El cuello uterino permite la salida de la sangre menstrual y la entrada de los espermatozoides. Se abre o dilata durante el parto para permitir la salida del feto. Durante el embarazo debe permanecer fuertemente cerrado aunque, en ocasiones, comienza a abrirse o dilatarse de forma temprana, dando lugar a abortos o partos prematuros. A la incapacidad funcional de retener una gestación antes de que ésta llegue a término se le denomina incompetencia cervical o ístmico-cervical.

La incompetencia cervical puede provocar abortos tardíos o del segundo trimestre (como son los dos abortos que me comentas que tú has padecido) o partos prematuros. Estas pérdidas tempranas del embarazo se caracterizan por la dilatación indolora del cuello uterino hasta que, en un momento dado, se rompen las membranas y se expulsa el feto vivo.

Hay una serie de condiciones que se relacionan con la incompetencia cervical, como son:
-Malformaciones del tracto genital: el útero bicorne, el útero septo y el útero doble pueden asociarse con incompetencia del cérvix uterino.

-La existencia de un traumatismo cervical previo, como un parto traumático previo o el antecedente de legrados con dilatación forzada del cuello uterino.

-Cirugía previa del cuello uterino, como la conización cervical.


Muchos casos de insuficiencia cervical, sin embargo, se pueden presentar en ausencia de alguna de estas condiciones.

En ocasiones, puede haber una invasión microbiana del líquido amniótico producida por el ascenso de gérmenes desde la vagina.
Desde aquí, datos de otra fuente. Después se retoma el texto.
Issue #3507, opened 2025-02-24
Offline cache prevents updating EmailQueryView cache


chibenwa:
### The issue

```
GIVEN I logged in the app
AND I forget it in background mode for a while
AND I receive a few messages that I read / sort / move via Webmail
WHEN I resync the mobile app
THEN some emails I managed are still displayed
```

It  happens only on mobile and not on other platforms hence I suspect it to be linked with offline cache.

I reproduce this on a daily basis.

### Definition of done

Offline cache should not prevent updating EmailQueryView cache

chibenwa:
Cc @hoangdat could be GREAT to include this in next frontend release...

tddang-linagora:
>WHEN I resync the mobile app

Does this mean you pull to refresh the email view or you simply reopen the app from background?

dab246:
## Analysis

- When we perform too many actions on multiple emails `(Mark as read, mark as star, move, delete, etc.)`, `Email/get` from the value of `Email/changes` will throw an error.

<details>
<summary>Email/changes response</summary>
{
    "sessionState": "2c9f1b12-b35a-43e6-9af2-0106fb53a943",
    "methodResponses": [
        [
            "Email/changes",
            {
                "accountId": "694c6e72a66a8406190dac6e963019569cfee60931c113bf2e1515583a8cc988",
                "oldState": "093a9280-0f71-11f0-bbfa-5bbe2cd2bc40",
                "newState": "48f2de90-0f72-11f0-bbfa-5bbe2cd2bc40",
                "hasMoreChanges": true,
                "created": [
                    "3c479290-0f71-11f0-bbfa-5bbe2cd2bc40",
                    "379538a0-0f72-11f0-bbfa-5bbe2cd2bc40",
                    "3611a5e0-0f72-11f0-bbfa-5bbe2cd2bc40",
                    "cf68ac30-0f71-11f0-bbfa-5bbe2cd2bc40",
                    "7ea837c0-0f71-11f0-bbfa-5bbe2cd2bc40",
                    "85686da0-0f71-11f0-bbfa-5bbe2cd2bc40",
                    "ce0376e0-0f71-11f0-bbfa-5bbe2cd2bc40"
                ],
                "updated": [
                    "cef717a0-8cf9-11ef-baaf-9db063fcbfec",
                    "a4f59390-0a59-11f0-bbfa-5bbe2cd2bc40",
                    "211132f0-0a1d-11f0-bbfa-5bbe2cd2bc40",
[...]

PR #3615, opened 2025-04-03
TF-3507 Fix offline cache prevents updating email query view cache

dab246:
## Issue

#3507

## Root cause

- When we perform too many actions on multiple emails `(Mark as read, mark as star, move, delete, etc.)`, `Email/get` from the value of `Email/changes` will throw an error.

```json
 [
            "error",
            {
                "type": "requestTooLarge",
                "description": "Too many items in an email read at level FULL. Got 183 items instead of maximum 100."
            },
            "c2"
        ]
```

- Some emails in the `update` of the `Email/change` response were not found in `Email/get`

Image

- But we still update `newState` of email 

Image

## Solution

- Perform 2 actions when `Pull to refresh`:
  - `Refresh` : Call get all emails
  - `Deep refresh`: Clean email cache & call get all emails

## Resolved

[demo.webm](https://github.com/user-attachments/assets/5fb39309-fddd-4768-8127-fffb28ae87e5)

### DIFF
--- a/core/lib/presentation/views/pull_to_refresh/pull_to_refresh_widget.dart
+++ b/core/lib/presentation/views/pull_to_refresh/pull_to_refresh_widget.dart
@@ -13,11 +13,9 @@ class PullToRefreshWidget extends StatefulWidget {
   final String normalRefreshText;
   final String deepRefreshText;
   final String pullDownToRefreshText;
-  final String refreshingText;
-  final String pullingText;
   final String releaseToText;
-  final String pullFurtherForText;
   final String pullHarderForText;
+  final Icon? pullDownToRefreshIcon;
   final Icon? normalRefreshIcon;
   final Icon? deepRefreshIcon;
 
@@ -26,15 +24,13 @@ class PullToRefreshWidget extends StatefulWidget {
     required this.child,
     required this.onNormalRefresh,
     required this.onDeepRefresh,
-    this.deepRefreshThreshold = 200.0,
+    this.deepRefreshThreshold = 150.0,
     this.normalRefreshText = 'Refresh',
     this.deepRefreshText = 'Deep refresh',
     this.pullDownToRefreshText = 'Pull down to refresh',
-    this.refreshingText = 'Refreshing',
-    this.pullingText = 'Pulling',
     this.releaseToText = 'Release to',
-    this.pullFurtherForText = 'Pull further for',
     this.pullHarderForText = 'Pull harder for',
+    this.pullDownToRefreshIcon = const Icon(Icons.arrow_downward, size: 20),
     this.normalRefreshIcon = const Icon(Icons.refresh, size: 20),
     this.deepRefreshIcon = const Icon(Icons.autorenew, size: 20),
   }) : super(key: key);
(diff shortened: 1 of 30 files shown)


core/lib/presentation/views/pull_to_refresh/pull_to_refresh_widget.dart
```diff
@@ -0,0 +1,153 @@
...
+  String? _lastAction;
+
+  @override
+  Widget build(BuildContext context) {
+    return NotificationListener<ScrollNotification>(
+      onNotification: (notification) {
+        if (notification is ScrollUpdateNotification) {
+          setState(() {
+            _scrollOffset = notification.metrics.pixels;
+          });
```
tddang-linagora, line 58: Should we only call `setState` when pass certain threshold? To avoid rebuild the widget too many time unnecessarily.

dab246: No, we must always update this value to check the current pull to refresh display state

tddang-linagora: For example, `deepRefreshThreshold` is 200. If `_scrollOffset` is changing any where between 0-199, the deep search won't be activated. However, even 1 pixel change for `_scrollOffset` triggers `setState`. We can simply optimize this callback with:
```suggestion
          if (notification.metrics.pixels > widget.deepRefreshThreshold && _scrollOffset.abs() <= widget.deepRefreshThreshold) {
            setState(() {
              _scrollOffset = notification.metrics.pixels;
            });
          } else if (notification.metrics.pixels <= widget.deepRefreshThreshold && _scrollOffset.abs() > widget.deepRefreshThreshold) {
            setState(() {
              _scrollOffset = notification.metrics.pixels;
            });
          } 
```

chibenwa:
MUCH NEEDED

That's a day to day pain to me and Alex expressed similar concerns today.

tddang-linagora (approved):
LGTM

lib/features/thread/presentation/thread_controller.dart
```diff
@@ -101,11 +104,11 @@ class ThreadController extends BaseController with EmailActionController {
   bool canSearchMore = false;
   MailboxId? _currentMemoryMailboxId;
   final ScrollController listEmailController = ScrollController();
-  final FocusNode focusNodeKeyBoard = FocusNode();
   final latestEmailSelectedOrUnselected = Rxn<PresentationEmail>();
   @visibleForTesting
   bool isListEmailScrollViewJumping = false;
   WebSocketQueueHandler? _webSocketQueueHandler;
+  FocusNode? focusNodeKeyBoard;
```
hoangdat, line 111: why we need this?

hoangdat:
- [ ] Try to avoid screen blink when refreshing email list

lib/features/thread/presentation/thread_controller.dart
dab246: This variable was already initialized (used to listen for the `Shift` key event to select email). I just switched it to `optional` and changed its position.

dab246:
> * [x]  Try to avoid screen blink when refreshing email list

[demo-refresh.webm](https://github.com/user-attachments/assets/cac49a2c-dfe2-4e0a-8789-c28cd57be2fa)

hoangdat (approved):

tddang-linagora (approved):

hoangdat:
@chibenwa

PR #3616, opened 2025-04-03
Fix do not call refresh token or show session expires dialog when token expires in composer

dab246:
## Issue

```
When typing recipient in composer
Then receive token expires 401
And refresh token do not call, session expires dialog doesn't display
```

- Reproduced:

https://github.com/user-attachments/assets/cc481856-a26b-4c0d-bbc6-9a61cf32568d

## Root cause

Because we are handling `autocomplete` and getting the result directly from `await Future`, don't use `comsumeState` in `BaseController`, so the missing handler error token expired

## Resolved

https://github.com/user-attachments/assets/565e0310-adcf-42f5-90a1-e8224a6efac4


tddang-linagora (approved):

hoangdat:
Should also handle it for
- upload inline images
- upload attachments

tddang-linagora:
No logout dialog on 401 with cases

- [ ] Input recipients
- [ ] Upload inline image
- [ ] Upload attachment

https://github.com/user-attachments/assets/2f63b634-dd07-443b-917e-f34ed7ee3ec4

Config: dev env, refresh token disabled, Safari 18

dab246:
> No logout dialog on 401 with cases
> 
> * [x]  Input recipients
> * [x]  Upload inline image
> * [x]  Upload attachment
> 

Fixed. Please see demo:

- Autocomplete:



https://github.com/user-attachments/assets/46e70de9-d522-4bee-a0ce-8e32a712fc64


- Inline image


https://github.com/user-attachments/assets/5116a941-ef57-4a71-a8f9-d399c1b44f9e



-  Attachment:




https://github.com/user-attachments/assets/fcf1325c-1064-4f22-bbfa-c9df283b4e8c

lib/features/upload/domain/model/upload_attachment.dart
```diff
@@ -57,12 +60,16 @@ class UploadAttachment with EquatableMixin {
...
-      logError('UploadAttachment::upload():ERROR: $e');
-      if (e is DioError && e.type == DioErrorType.cancel) {
+    } catch (error, stackTrace) {
+      logError('UploadAttachment::upload():ERROR: $error');
+      if (error is DioError && error.type == DioErrorType.cancel) {
         _updateEvent(Left(CancelAttachmentUploadState(uploadTaskId)));
       } else {
-        _updateEvent(Left(ErrorAttachmentUploadState(uploadId: uploadTaskId)));
+        try {
+          exceptionThrower.throwException(error, stackTrace);
```
hoangdat, line 69: I found that it was caught in `lib/features/upload/data/datasource_impl/attachment_upload_datasource_impl.dart`. So we only need to throw exception here

dab246: No, we execute multiple upload functions at the same time, so the try/catch in the datasource only catches the exception at the time the datasource finishes calling. Moreover, the `upload` function inside has been try/catch to update the result for StreamController, so we need to handle the exception in this function.

lib/features/upload/presentation/controller/upload_controller.dart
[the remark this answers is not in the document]
dab246: It is handled together with the commitState of the BaseController. And it only happens when one of the logics in the interactor, repository throws an error right at the moment it completes.

lib/features/upload/presentation/controller/upload_controller.dart
```diff
@@ -88,6 +88,7 @@ class UploadController extends BaseController {
                 (currentState) => currentState?.copyWith(uploadStatus: UploadFileStatus.uploadFailed));
             deleteFileUploaded(failure.uploadId);
             _showToastMessageWhenUploadAttachmentsFailure(failure);
+            consumeState(Stream.value((Left(failure))));
```
hoangdat, line 91: how about to consume other `failure` state too?

lib/features/upload/presentation/controller/upload_controller.dart
```diff
@@ -143,6 +144,7 @@ class UploadController extends BaseController {
               leadingSVGIconColor: Colors.white,
               leadingSVGIcon: imagePaths.icInsertImage);
           }
+          consumeState(Stream.value((Left(failure))));
```
hoangdat, line 147: idem

dab246:
- [ ] Check add inline image in identity

lib/features/upload/presentation/controller/upload_controller.dart
dab246: With upload only single errors from returned events are placed in ErrorAttachmentUploadState

lib/features/upload/presentation/controller/upload_controller.dart
dab246: With upload only single errors from returned events are placed in ErrorAttachmentUploadState

lib/features/upload/presentation/controller/upload_controller.dart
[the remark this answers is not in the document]
hoangdat: but with `UploadAttachmentFailure` I only see that we showing toast, not do anthing else

lib/features/upload/presentation/controller/upload_controller.dart
hoangdat: so put it out of if is also fair

lib/features/upload/presentation/controller/upload_controller.dart
hoangdat: idem

lib/features/upload/presentation/controller/upload_controller.dart
dab246: No, we have case Cancel upload

tddang-linagora (dismissed):

lib/features/upload/presentation/controller/upload_controller.dart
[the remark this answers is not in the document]
dab246: No `UploadAttachmentFailure` was handled with the BaseController's commitState, it handled the exception before returning onFailureView

dab246:
> * [x]  Check add inline image in identity ❌
> 


Fixed


https://github.com/user-attachments/assets/38837b22-27d8-415c-8293-d63a181226e3

tddang-linagora (approved):

dab246:
> please rebase

Done

dab246:
- [x] Work well on multiple composer

dab246:
- [x] Reconnect when sending/save as draft email with error 401




https://github.com/user-attachments/assets/63880599-3aa7-4937-8cf3-2f60e3452d07

tddang-linagora (approved):

hoangdat (approved):

PR #3619, opened 2025-04-04
[HOT-FIX] Email content in `text/plain` format does not automatically wrap when displayed on mobile

dab246:
## Issue

Email content in `text/plain` format does not automatically wrap when displayed on mobile

## Root cause

From fixing the display of `markdown` table content, we always use the `pre` tag to wrap the email content, resulting in the email content not automatically wrapping.

## Solution

We will check if the email content is a `markdown` table or `ASCII art` table. If so, we will use `style` to display as markdown, otherwise we will leave the text as is.

## Resolved

- Mobile:

- Web:

Shared

### DIFF
--- a/core/lib/presentation/utils/html_transformer/sanitize_autolink_filter.dart
+++ b/core/lib/presentation/utils/html_transformer/sanitize_autolink_filter.dart
@@ -32,7 +32,6 @@ class SanitizeAutolinkFilter {
         options: _linkifyOption,
         linkifiers: _linkifier,
       );
-      log('AutolinkFilter::process:elements: $elements');
       final htmlTextBuffer = StringBuffer();
 
       for (var element in elements) {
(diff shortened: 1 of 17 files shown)


core/lib/presentation/utils/html_transformer/sanitize_autolink_filter.dart
```diff
@@ -53,19 +52,20 @@ class SanitizeAutolinkFilter {
...
+      return textSanitized;
     } catch (e) {
       logError('$runtimeType::process:Exception = $e');
       return inputText;
     }
   }
 
   String _buildUrlLinkTag({required String urlLink, required String value}) {
-    return '<a href="$urlLink" target="_blank" rel="noreferrer">$value</a>';
+    return '<a href="$urlLink" target="_blank" rel="noreferrer" style="white-space: nowrap; word-break: keep-all;">$value</a>';
```
tddang-linagora, line 65: Would we not want to break the line of url?

dab246: It should wrap to the width of the screen.

tddang-linagora: So it should be `word-break: break-all;` not `word-break: keep-all;`?

dab246: Never break between words, only break lines at spaces

tddang-linagora (approved):

hoangdat (approved):

Issue #3621, opened 2025-04-04
[Bug][Search] return wrong result if searching with option "Doesn' hava"


thuyenh1081:
### Environment

https://mail.stg.lin-saas.com/  version 0.15.0
https://tmail.linagora.com/
I tested on Chrome

#### Reproduction Steps
1. Open advance search
2. Fill into textbox "Doesn't have" by the text that available as a part/whole of  email'subject
3. Click on Search button
4. See that email that contains the text in textbox "Doesn't have" is still shown in the result

### Expected result
The mail that has text in "Doesn't have" text box will not be shown in the result in this case

### Attached video

XXX

PR #3626, opened 2025-04-08
TF-3621 Fix search return wrong result with option does not have

dab246:
## Issue

#3621 

## Root cause 

Incorrect use of the `notKeyword` filter when searching with `Doesn't have`

## Solution

Use `text` filter with `Operator.NOT` replace for `notKeyword`

## Resolved

https://github.com/user-attachments/assets/3b322854-5690-4e1a-9717-2060cffaee3c


chibenwa (approved):

tddang-linagora (dismissed):

lib/features/thread/presentation/thread_view.dart
```diff
@@ -675,7 +675,18 @@ class ThreadView extends GetWidget<ThreadController>
...
+          return EmptyEmailsWidget(
+            key: const Key('empty_thread_view'),
+            isNetworkConnectionAvailable: controller.networkConnectionController.isNetworkConnectionAvailable(),
+            isSearchActive: controller.isSearchActive,
+            isFilterMessageActive: controller.mailboxDashBoardController.filterMessageOption.value != FilterMessageOption.all,
+            onCreateFiltersActionCallback: controller.goToCreateEmailRuleView,
+          );
+        }
+        return const SizedBox.shrink();
+      },
```
hoangdat, line 689: remove it

hoangdat: Handle it in #3646 #3624

dab246:
- [x] Add unit test for case multiple `notKeyword`

Issue #3640, opened 2025-04-10
Increase composer size in case of single composer openning


hoangdat:
### Desc
- user want to increase composer size in case of single composer
- but still want to leverage multiple composers

### DoD
- [x] increase the composer size in case of single composer opening as before
- [x] rearrange/resize multiple composer if user open more than one composer

PR #3641, opened 2025-04-10
TF-3640 Increase composer size when there is only one composer

dab246:
## Issue

#3640 

## Resolved

https://github.com/user-attachments/assets/88c7ba9f-46f7-41fd-942b-470551407d44


tddang-linagora (commented):
- [x] Should also have the composer normal size when 1 is `ScreenDisplayMode.normal` and the rest is `ScreenDisplayMode.hidden`

dab246:
> * [ ]  Should also have the composer normal size when 1 is `ScreenDisplayMode.normal` and the rest is `ScreenDisplayMode.hidden`

No we only need to increase composer size when there is only 1 composer

tddang-linagora (approved):

hoangdat (approved):

Issue #3659, opened 2025-04-15
Cannot remove forwards


chibenwa:
https://github.com/user-attachments/assets/e1e4deb9-2c66-4941-8adf-5f788df63067

https://tmail.linagora.com/ v 0.15.1

hoangdat:
@dab246  this issue relate to `positive` - `negative` buttons in confirm dialog. 
Please confirm. If yes, re-check all the confirm dialog.

dab246:
> [@dab246](https://github.com/dab246) this issue relate to `positive` - `negative` buttons in confirm dialog. Please confirm. If yes, re-check all the confirm dialog.

Oh, maybe it was affected by PR update new theme. I fixed it.

PR #3414, opened 2025-01-09
TF-3410 Reduce color noise and user load

dab246:
## Issue

#3410 

## Resolved

https://github.com/user-attachments/assets/3c83c4d4-71a8-43ee-b831-3f086119b882

PR #3662, opened 2025-04-16
TF-3659 Fix cannot remove forwards

dab246:
## Issue

#3659

## Reproduced

https://github.com/user-attachments/assets/df692935-a9e5-4549-8deb-4ebd99cb62a3

## Root cause

- Side effects from commit: https://github.com/linagora/tmail-flutter/pull/3414/commits/fec267dcbf8982c4ea98b2e24a524da7a14ed3d9#diff-962af98b988bd676daa119520af50b0646b0db6457032ba108275c00fad16838L222-R204

Image

- It only happens for the `showConfirmDialogAction` function of `MessageDialogActionMixin` when the conditions are satisfied:
```
+ showAsBottomSheet = true
+ alignCenter = false
+ hasCancelButton = true
+ autoPerformPopBack = true
+ responsiveUtils.isMobile(context) = false
+ action is negative button
```

So only the `remove forwards` action is affected.

## Resolved

https://github.com/user-attachments/assets/1855fb19-a081-4668-88be-879d8ee4a889

### DIFF
--- a/lib/features/base/mixin/message_dialog_action_mixin.dart
+++ b/lib/features/base/mixin/message_dialog_action_mixin.dart
@@ -206,9 +206,8 @@ mixin MessageDialogActionMixin {
             onCancelButtonAction: () {
               if (autoPerformPopBack) {
                 popBack();
-              } else {
-                onCancelAction?.call();
               }
+              onCancelAction?.call();
             },
             onCloseButtonAction: onCloseButtonAction ?? popBack,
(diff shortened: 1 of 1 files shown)


tddang-linagora (approved):

hoangdat:
- [x] tested with all `confirm dialog`

hoangdat (approved):

Issue #3627, opened 2025-04-08
[MULTI-COMPOSER] 2 scroll bar with differnet look


chibenwa:
![Image](https://github.com/user-attachments/assets/6d8acd2e-853a-40ca-92eb-db9d9221b156)

Note that I am fine with having 2 scroll bar, but they should have the same look IMO

Cc @hoangdat

PR #3664, opened 2025-04-16
TF-3627 Fix two scrollbar with different look

dab246:
## Issue

#3627

## Dependency

- Need merged: https://github.com/linagora/html-editor-enhanced/pull/51

## Solution

We use `::-webkit-scrollbar-*` to change the style of the html scrollbar. But on `Firefox` (on some operating systems like `Windows`) does not support `::-webkit-scrollbar-* `. Instead we use `scrollbar-width` and `scrollbar-color` but it cannot change the `border-radius` of the scrollbar. So by using `::-webkit-scrollbar-*` combined with `scrollbar-width` and `scrollbar-color` we have done:
- Change the style of the scrollbar on all browsers on `MacOS, Windows, Linux` operating systems (except` Firefox`) but always shown scrollbar when it exceeds size container
- Only the `Firefox` browser on `Windows and Linux` can only change the color and size.

**Note**
- There might be a way to change the style of Firefox on Windows, but we need a third party JavaScript library and it's quite a hassle, so we choose the simplest way, which supports most browsers, which is to use CSS style for html.

## Resolved

- All browser on MacOS:

https://github.com/user-attachments/assets/caa2f644-ce1d-467e-ba36-ca4c77617ffb

- Chrome on Windows

https://github.com/user-attachments/assets/befe3af9-b445-4780-b322-10cdc503687a

- Firefox on Windows

https://github.com/user-attachments/assets/54f41860-12cf-4d4e-b888-4301626d3619

### DIFF
--- a/core/lib/presentation/utils/theme_utils.dart
+++ b/core/lib/presentation/utils/theme_utils.dart
@@ -16,8 +16,8 @@ class ThemeUtils {
       dividerTheme: _dividerTheme,
       visualDensity: VisualDensity.adaptivePlatformDensity,
       scrollbarTheme: ScrollbarThemeData(
-        thickness: WidgetStateProperty.all(8.0),
-        radius: const Radius.circular(8.0),
+        thickness: WidgetStateProperty.all(6.0),
+        radius: const Radius.circular(10.0),
         thumbColor: WidgetStateProperty.all(AppColor.thumbScrollbarColor)),
     );
   }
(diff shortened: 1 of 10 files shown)


hoangdat:
- [ ] scrollbar of html editor seems never hide - Chrome 
image

hoangdat (dismissed):

tddang-linagora (dismissed):

tddang-linagora (approved):

hoangdat (approved):

hoangdat:
I also created a ticket to improve it also in some other place in app 

https://github.com/linagora/tmail-flutter/issues/3666

PR #283, opened 2025-11-25
test: fix non-random port assignment for etcd in endtoend tests

dweitzman:
The `PeerPort` setting was getting dropped during transformation which falls back to the default behavior of assuming the peer port can be the client port plus one. That's not a safe assumption

Example failure on CI: https://github.com/multigres/multigres/actions/runs/19683063519/job/56381654237


rafael (approved):
Great catch. LGTM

Esta infección subclínica, es decir, asintomática, puede ser responsable de un aumento de la contractibilidad de la musculatura uterina y desencadenar contracciones uterinas indoloras, con la consiguiente dilatación del cuello cervical.

Desgraciadamente, el diagnóstico de incompetencia cervical se realiza, la mayoría de las veces, a posteriori, es decir, se deduce por la historia clínica de pérdidas gestacionales repetidas en el segundo trimestre del embarazo, que se producen de forma repentina y no dolorosa.

Existen ciertos métodos para evaluar la insuficiencia cervical antes de la concepción. El método clásico es la introducción de los llamados tallos de Hegar (cilindros metálicos en orden creciente de diámetro) en el interior cervical. Cuando el tallo del nº 8 (8mm) pasa fácilmente a través del canal cervical sin provocar dolor, se dice que el cérvix es incompetente.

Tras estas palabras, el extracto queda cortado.